What to do
Please print each record exactly, omitting none of them.

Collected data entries
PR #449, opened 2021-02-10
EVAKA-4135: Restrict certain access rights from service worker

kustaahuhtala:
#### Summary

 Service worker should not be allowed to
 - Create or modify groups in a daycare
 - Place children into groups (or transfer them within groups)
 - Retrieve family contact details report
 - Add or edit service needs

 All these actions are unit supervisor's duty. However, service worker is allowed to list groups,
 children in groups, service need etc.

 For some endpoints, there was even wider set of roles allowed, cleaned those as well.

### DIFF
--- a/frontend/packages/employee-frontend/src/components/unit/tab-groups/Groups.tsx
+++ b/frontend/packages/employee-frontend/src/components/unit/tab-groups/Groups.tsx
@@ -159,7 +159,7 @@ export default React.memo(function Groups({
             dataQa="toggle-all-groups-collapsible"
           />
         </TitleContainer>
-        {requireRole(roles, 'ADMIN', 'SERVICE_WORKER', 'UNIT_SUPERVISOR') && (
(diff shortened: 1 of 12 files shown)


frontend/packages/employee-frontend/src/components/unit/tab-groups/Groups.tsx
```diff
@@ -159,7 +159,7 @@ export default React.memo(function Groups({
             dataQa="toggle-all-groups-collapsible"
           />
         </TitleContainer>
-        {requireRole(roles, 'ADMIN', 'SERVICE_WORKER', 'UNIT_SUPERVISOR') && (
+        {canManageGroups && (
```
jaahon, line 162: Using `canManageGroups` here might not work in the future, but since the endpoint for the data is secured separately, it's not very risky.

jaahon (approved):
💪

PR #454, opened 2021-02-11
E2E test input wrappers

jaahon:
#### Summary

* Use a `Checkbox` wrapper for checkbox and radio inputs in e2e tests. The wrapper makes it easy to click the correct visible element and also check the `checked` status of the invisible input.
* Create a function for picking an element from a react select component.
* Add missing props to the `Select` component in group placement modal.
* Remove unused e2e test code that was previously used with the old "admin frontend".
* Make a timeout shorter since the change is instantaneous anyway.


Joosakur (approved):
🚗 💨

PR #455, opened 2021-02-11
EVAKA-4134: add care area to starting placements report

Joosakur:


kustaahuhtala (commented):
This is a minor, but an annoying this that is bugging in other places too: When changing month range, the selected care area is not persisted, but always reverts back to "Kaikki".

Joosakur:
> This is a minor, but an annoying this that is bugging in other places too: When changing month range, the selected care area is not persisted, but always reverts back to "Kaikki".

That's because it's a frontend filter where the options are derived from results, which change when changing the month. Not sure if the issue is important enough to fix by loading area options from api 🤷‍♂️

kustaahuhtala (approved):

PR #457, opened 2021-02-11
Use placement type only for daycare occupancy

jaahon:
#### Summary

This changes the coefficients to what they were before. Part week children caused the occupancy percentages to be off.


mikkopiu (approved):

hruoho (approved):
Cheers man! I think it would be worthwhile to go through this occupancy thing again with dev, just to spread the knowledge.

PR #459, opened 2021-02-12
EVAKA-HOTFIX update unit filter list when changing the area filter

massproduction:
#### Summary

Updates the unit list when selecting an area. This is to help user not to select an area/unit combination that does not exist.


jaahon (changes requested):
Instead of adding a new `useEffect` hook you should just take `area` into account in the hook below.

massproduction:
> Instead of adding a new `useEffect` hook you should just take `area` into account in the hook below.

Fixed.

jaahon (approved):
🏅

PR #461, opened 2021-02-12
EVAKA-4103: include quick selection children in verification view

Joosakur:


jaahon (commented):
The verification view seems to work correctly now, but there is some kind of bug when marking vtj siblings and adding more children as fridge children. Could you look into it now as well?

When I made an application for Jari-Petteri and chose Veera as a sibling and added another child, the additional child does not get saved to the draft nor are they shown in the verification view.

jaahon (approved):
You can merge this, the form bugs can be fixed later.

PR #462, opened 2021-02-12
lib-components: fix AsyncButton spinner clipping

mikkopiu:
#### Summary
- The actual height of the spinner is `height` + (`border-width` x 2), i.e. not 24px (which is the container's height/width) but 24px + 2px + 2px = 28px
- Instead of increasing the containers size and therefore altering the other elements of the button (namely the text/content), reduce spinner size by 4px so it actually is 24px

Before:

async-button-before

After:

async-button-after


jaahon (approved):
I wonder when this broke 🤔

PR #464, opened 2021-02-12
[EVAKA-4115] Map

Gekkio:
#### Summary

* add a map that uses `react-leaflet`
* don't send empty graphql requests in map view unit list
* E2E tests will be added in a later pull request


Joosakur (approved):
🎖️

Written answer
PR #449, opened 2021-02-10
EVAKA-4135: Restrict certain access rights from service worker

kustaahuhtala:
#### Summary

 Service worker should not be allowed to
 - Create or modify groups in a daycare
 - Place children into groups (or transfer them within groups)
 - Retrieve family contact details report
 - Add or edit service needs

 All these actions are unit supervisor's duty. However, service worker is allowed to list groups,
 children in groups, service need etc.

 For some endpoints, there was even wider set of roles allowed, cleaned those as well.

### DIFF
--- a/frontend/packages/employee-frontend/src/components/unit/tab-groups/Groups.tsx
+++ b/frontend/packages/employee-frontend/src/components/unit/tab-groups/Groups.tsx
@@ -159,7 +159,7 @@ export default React.memo(function Groups({
             dataQa="toggle-all-groups-collapsible"
           />
         </TitleContainer>
-        {requireRole(roles, 'ADMIN', 'SERVICE_WORKER', 'UNIT_SUPERVISOR') && (
(diff shortened: 1 of 12 files shown)


frontend/packages/employee-frontend/src/components/unit/tab-groups/Groups.tsx
```diff
@@ -159,7 +159,7 @@ export default React.memo(function Groups({
             dataQa="toggle-all-groups-collapsible"
           />
         </TitleContainer>
-        {requireRole(roles, 'ADMIN', 'SERVICE_WORKER', 'UNIT_SUPERVISOR') && (
+        {canManageGroups && (
```
jaahon, line 162: Using `canManageGroups` here might not work in the future, but since the endpoint for the data is secured separately, it's not very risky.

jaahon (approved):
💪

PR #454, opened 2021-02-11
E2E test input wrappers

jaahon:
#### Summary

* Use a `Checkbox` wrapper for checkbox and radio inputs in e2e tests. The wrapper makes it easy to click the correct visible element and also check the `checked` status of the invisible input.
* Create a function for picking an element from a react select component.
* Add missing props to the `Select` component in group placement modal.
* Remove unused e2e test code that was previously used with the old "admin frontend".
* Make a timeout shorter since the change is instantaneous anyway.


Joosakur (approved):
🚗 💨

PR #455, opened 2021-02-11
EVAKA-4134: add care area to starting placements report

Joosakur:


kustaahuhtala (commented):
This is a minor, but an annoying this that is bugging in other places too: When changing month range, the selected care area is not persisted, but always reverts back to "Kaikki".

Joosakur:
> This is a minor, but an annoying this that is bugging in other places too: When changing month range, the selected care area is not persisted, but always reverts back to "Kaikki".

That's because it's a frontend filter where the options are derived from results, which change when changing the month. Not sure if the issue is important enough to fix by loading area options from api 🤷‍♂️

kustaahuhtala (approved):

PR #457, opened 2021-02-11
Use placement type only for daycare occupancy

jaahon:
#### Summary

This changes the coefficients to what they were before. Part week children caused the occupancy percentages to be off.


mikkopiu (approved):

hruoho (approved):
Cheers man! I think it would be worthwhile to go through this occupancy thing again with dev, just to spread the knowledge.

PR #459, opened 2021-02-12
EVAKA-HOTFIX update unit filter list when changing the area filter

massproduction:
#### Summary

Updates the unit list when selecting an area. This is to help user not to select an area/unit combination that does not exist.


jaahon (changes requested):
Instead of adding a new `useEffect` hook you should just take `area` into account in the hook below.

massproduction:
> Instead of adding a new `useEffect` hook you should just take `area` into account in the hook below.

Fixed.

jaahon (approved):
🏅

PR #461, opened 2021-02-12
EVAKA-4103: include quick selection children in verification view

Joosakur:


jaahon (commented):
The verification view seems to work correctly now, but there is some kind of bug when marking vtj siblings and adding more children as fridge children. Could you look into it now as well?

When I made an application for Jari-Petteri and chose Veera as a sibling and added another child, the additional child does not get saved to the draft nor are they shown in the verification view.

jaahon (approved):
You can merge this, the form bugs can be fixed later.

PR #462, opened 2021-02-12
lib-components: fix AsyncButton spinner clipping

mikkopiu:
#### Summary
- The actual height of the spinner is `height` + (`border-width` x 2), i.e. not 24px (which is the container's height/width) but 24px + 2px + 2px = 28px
- Instead of increasing the containers size and therefore altering the other elements of the button (namely the text/content), reduce spinner size by 4px so it actually is 24px

Before:

async-button-before

After:

async-button-after


jaahon (approved):
I wonder when this broke 🤔

PR #464, opened 2021-02-12
[EVAKA-4115] Map

Gekkio:
#### Summary

* add a map that uses `react-leaflet`
* don't send empty graphql requests in map view unit list
* E2E tests will be added in a later pull request


Joosakur (approved):
🎖️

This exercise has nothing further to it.